[Records from a data collection]
· · ·
PR #917, opened 2018-07-17
Delay the loading of GOV.UK Frontend to simulate slow connections.

nickcolley:
With this change you can easily reproduce the issue described here: https://github.com/alphagov/govuk-frontend/issues/787

# Before
before-fast-execution-js-tabs
before-fast-execution-js-reveal

# After
after-fast-execution-js-tabs
after-fast-execution-js-reveal

### DIFF
--- a/app/views/layouts/_generic.njk
+++ b/app/views/layouts/_generic.njk
@@ -28,7 +28,14 @@
 
 {% block bodyEnd %}
   <script src="/public/all.js"></script>
-  <script>window.GOVUKFrontend.initAll()</script>
+  <script>
+    setTimeout(function () {
+      // In order to simulate a slow connection, we intentionally delay the intialisation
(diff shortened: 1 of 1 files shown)


nickcolley:
Hmm, we need to make sure this doesnt break the tests since they rely on the review application.

Should we decouple the two...

36degrees:
We've got https://trello.com/c/dhmbvwJZ/1223-decouple-component-integration-tests-from-the-review-app in triage and I've recorded this work as https://trello.com/c/vO3ycOTL/1230-make-it-easy-to-detect-eg-flashes-of-unstyled-content-in-the-frontend-review-app

Going to close this in the meantime as it doesn't feel like something we can merge soon.

nickcolley:
@36degrees thanks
· · ·
- **Brief**:
All entries are to be output exactly as they stand.

- **Solved exercise**:
PR #917, opened 2018-07-17
Delay the loading of GOV.UK Frontend to simulate slow connections.

nickcolley:
With this change you can easily reproduce the issue described here: https://github.com/alphagov/govuk-frontend/issues/787

# Before
before-fast-execution-js-tabs
before-fast-execution-js-reveal

# After
after-fast-execution-js-tabs
after-fast-execution-js-reveal

### DIFF
--- a/app/views/layouts/_generic.njk
+++ b/app/views/layouts/_generic.njk
@@ -28,7 +28,14 @@
 
 {% block bodyEnd %}
   <script src="/public/all.js"></script>
-  <script>window.GOVUKFrontend.initAll()</script>
+  <script>
+    setTimeout(function () {
+      // In order to simulate a slow connection, we intentionally delay the intialisation
(diff shortened: 1 of 1 files shown)


nickcolley:
Hmm, we need to make sure this doesnt break the tests since they rely on the review application.

Should we decouple the two...

36degrees:
We've got https://trello.com/c/dhmbvwJZ/1223-decouple-component-integration-tests-from-the-review-app in triage and I've recorded this work as https://trello.com/c/vO3ycOTL/1230-make-it-easy-to-detect-eg-flashes-of-unstyled-content-in-the-frontend-review-app

Going to close this in the meantime as it doesn't feel like something we can merge soon.

nickcolley:
@36degrees thanks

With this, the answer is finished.